This Integral: $\int_\limits{0}^x\lvert{v(t)}\rvert dt$ I know this integral gives the following

Distance is equal to $\int_\limits{a}^b\lvert{v(t)}\rvert dt$

I was wondering what would the following mean:
$$\int_\limits{0}^x\lvert{v(t)}\rvert dt$$
My thought was that it would give the distance over an interval, but I graphed one and I was returned with negative values, any thoughts what it would mean?
 I assume then that it has to be for values greater than 0 right for it to represent distance right?
 A: It simply means the total distance traveled from time equals $0$ to time equals $x$ ($x$ should be a positive number or zero if the situation is to make any physical sense). But in general you can't get a closed-form expression for $\int_{0}^{x}|v(t)|\,dt$ because the intervals on which $v(t)$ is positive or negative totally depends on the nature of $v(t)$ which is going to be different for different expressions. That integral is exactly the same as the integral $\int_{a}^{b}|v(t)|\,dt$ with $0$ used for $a$ and $x$ for $b$.
Suppose our position function is given by this expression:
$$s(t)=-t^2+4t\ m,\ t\in[0,4]$$
Its velocity function is going to be this:
$$v(t)=\frac{ds}{dt}=-2t+4\ m/s$$
$|v(t)|$ over the entire time period $t\in[0,4]$ is equivalent to $v(t)=-2t+4\ m/s$ for $t\in[0,2]$ and $v(t)=-(-2t+4)=2t-4\ m/s$ for $t\in[2,4]$ because on $t\in[0,2]$ $v(t)$ is positive and on $t\in[2,4]$ it's negative. Therefore, the total distance traveled over the entire time period is going to be this:
$$
\int_{0}^{4}|v(t)|\,dt=
\int_{0}^{2}(-2t+4)\,dt+\int_{2}^{4}(2t-4)\,dt\ m
$$
If I were to choose a general time $x$, the way my integral looks would depend on which interval $x$ falls in. If $x$ is between $0$ and $2$, then the total distance traveled would be given by this integral:
$$\int_{0}^{x}|v(t)|\,dt=\int_{0}^{x}(-2t+4)\,dt=\left[-t^2+4t\right]_{0}^{x}=-x^2+4x\ m,\ x\in[0,2]$$
If $x$ is between $2$ and $4$:
$$\int_{2}^{x}|v(t)|\,dt=\int_{2}^{x}(2t-4)\,dt=\left[t^2-4t\right]_{2}^{x}=x^2-4x-4\ m,\ x\in[2,4]$$
If $x$ is between $0$ and $4$, then again I would end up with two integrals: one for the interval where the function is positive and the other one for the interval where the function is negative. And that's pretty much all you can do. I hope you get the idea.
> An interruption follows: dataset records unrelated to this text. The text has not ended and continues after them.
PR #1194, opened 2026-05-05
fix(app): process all messages in store notification batch

gferon:
The open chat didn't update when new messages arrived via a push notification (when the app is backgrounded). Going back to the home (chats list) and into the chat showed them.

`try_process_store_notification` looped over `notification.ops` but returned after handling the first `Message` entry. This was fine on the websocket path (when the app is in foreground) but broke with the push path: the persistence function dequeues the persisted store notifications as a single merged notification spanning many messages and chats, and only the first entry was acted upon.

(What I think is) a good fix is to iterate through the whole batch, then call `handle_load_newer` and `clear_first_unread_index` at the end.

Note that because we were looping in a BTreeMap of UUIDs, the bug was also intermittent and gets easier to reproduce the bigger the chat (and activity) is when opening. With a group with 3 clients, the bug is relatively easy to reproduce.

### DIFF
--- a/applogic/src/api/message_list_cubit.rs
+++ b/applogic/src/api/message_list_cubit.rs
@@ -966,45 +966,45 @@ impl<S: Store + Send + Sync + 'static> MessageListContext<S> {
         &mut self,
         notification: &StoreNotification,
     ) -> anyhow::Result<()> {
+        let mut needs_load_newer = false;
+        let mut clear_unread_marker = false;
+
         for (id, op) in &notification.ops {
-            if let StoreEntityId::Message(message_id) = id {
-                if op.contains(StoreOperation::Remove) {
-                    let in_window = self.data.message_ids_index.contains_key(message_id);
-                    if in_window {
-                        self.remove_message_in_place(*message_id);
-                    }
-                    return Ok(());
-                }
+            let StoreEntityId::Message(message_id) = id else {
+                continue;
+            };
 
-                if op.contains(StoreOperation::Add) {
-                    if let Some(message) = self.store.message(*message_id).await?
-                        && message.chat_id() == self.chat_id
-                    {
-                        // Own message (not yet sent to server) clears the
-                        // unread divider — the user has engaged with the chat.
-                        if !message.is_sent() {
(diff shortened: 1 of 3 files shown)


applogic/src/api/message_list_cubit.rs
```diff
@@ -966,46 +966,46 @@ impl<S: Store + Send + Sync + 'static> MessageListContext<S> {
...
+                    }
+                    if self.state_tx.borrow().is_at_bottom {
+                        needs_load_newer = true;
                     }
-                    return Ok(());
                 }
+            } else if op.contains(StoreOperation::Update)
+                && self.data.message_ids_index.contains_key(message_id)
+                && let Some(message) = self.store.message(*message_id).await?
+                && message.chat_id() == self.chat_id
```
boxdot, line 1000: Could you please move this check up, before looking up in hashtables?

applogic/src/api/message_list_cubit.rs
```diff
@@ -966,46 +966,46 @@ impl<S: Store + Send + Sync + 'static> MessageListContext<S> {
...
+                continue;
+            };
 
-                        let is_at_bottom = self.state_tx.borrow().is_at_bottom;
-                        if is_at_bottom {
-                            self.handle_load_newer().await;
-                        }
-                    }
-                    return Ok(());
+            if op.contains(StoreOperation::Remove) {
```
boxdot, line 977: Most likely you should also check the chat_id of the message here. Maybe it makes sense to put this condition before the whole if statement.

applogic/src/api/message_list_cubit.rs
gferon: I didn't change these checks in this PR, but I can move it if you want.

applogic/src/api/message_list_cubit.rs
gferon: I guess we only get access to the `chat_id()` from a `message` after storing (or loading) it? I also don't aim to touch the logic that was there before in this PR.

boxdot (approved):

PR #1196, opened 2026-05-05
feat(app): animated images

raphaelrobert:
Adding support for animated images.

GIFs, APNG, and animated WebP images are now compressed and converted to animated WebP images.
The visualization in the chat had to be refactored, because we can not reuse the image cache for animated images. We need tighter control over animated images so that we can start and stop the animation when the image is tapped.
When the image appears in the chat, it animates 3x and then stops until it is tapped again.


coreclient/src/utils/image.rs
```diff
@@ -79,30 +150,144 @@ pub(crate) fn load_attachment_image(
...
+                quality: ATTACHMENT_IMAGE_QUALITY_PERCENT,
+                encoding_type: webp_animation::EncodingType::Lossy(
+                    webp_animation::LossyEncodingConfig::default(),
+                ),
+                ..Default::default()
+            }),
+            ..Default::default()
+        },
+    )
+    .map_err(|err| anyhow::anyhow!("WebP encoder init failed: {err:?}"))
```
gferon:
```suggestion
    .context("WebP encoder init failed")
```

coreclient/src/utils/image.rs
```diff
@@ -79,30 +150,144 @@ pub(crate) fn load_attachment_image(
...
 
-    let webp_image = webp::Encoder::from_rgba(&image_rgba, width, height)
-        .encode(ATTACHMENT_IMAGE_QUALITY_PERCENT);
+    let mut encoder = webp_encoder(width, height)?;
+    encoder
+        .add_frame(&image_rgba, 0)
+        .map_err(|err| anyhow::anyhow!("WebP add_frame failed: {err:?}"))?;
+    let webp_data = encoder
+        .finalize(MIN_FRAME_DURATION_MS)
+        .map_err(|err| anyhow::anyhow!("WebP finalize failed: {err:?}"))?;
```
gferon:
```suggestion
        .context("WebP finalize failed")?;
```

coreclient/src/utils/image.rs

A: Let $\Delta s$ denote the distance traveled in the time span $t_2-t_1$ regardless of the direction of movement.
$$\Delta s=\int_{t_1}^{t_2}|v(t)|dt$$
Negative time $t_1$ or $t_2$ is not allowed in this formula.
$$\Delta s_1=\int_{0}^{x}|v(t)|dt$$
$\Delta s_1$ is the distance traveled in the time span $t_2-t_1$ regardless of the direction of movement, with $t_2=x$ and $t_1=0$.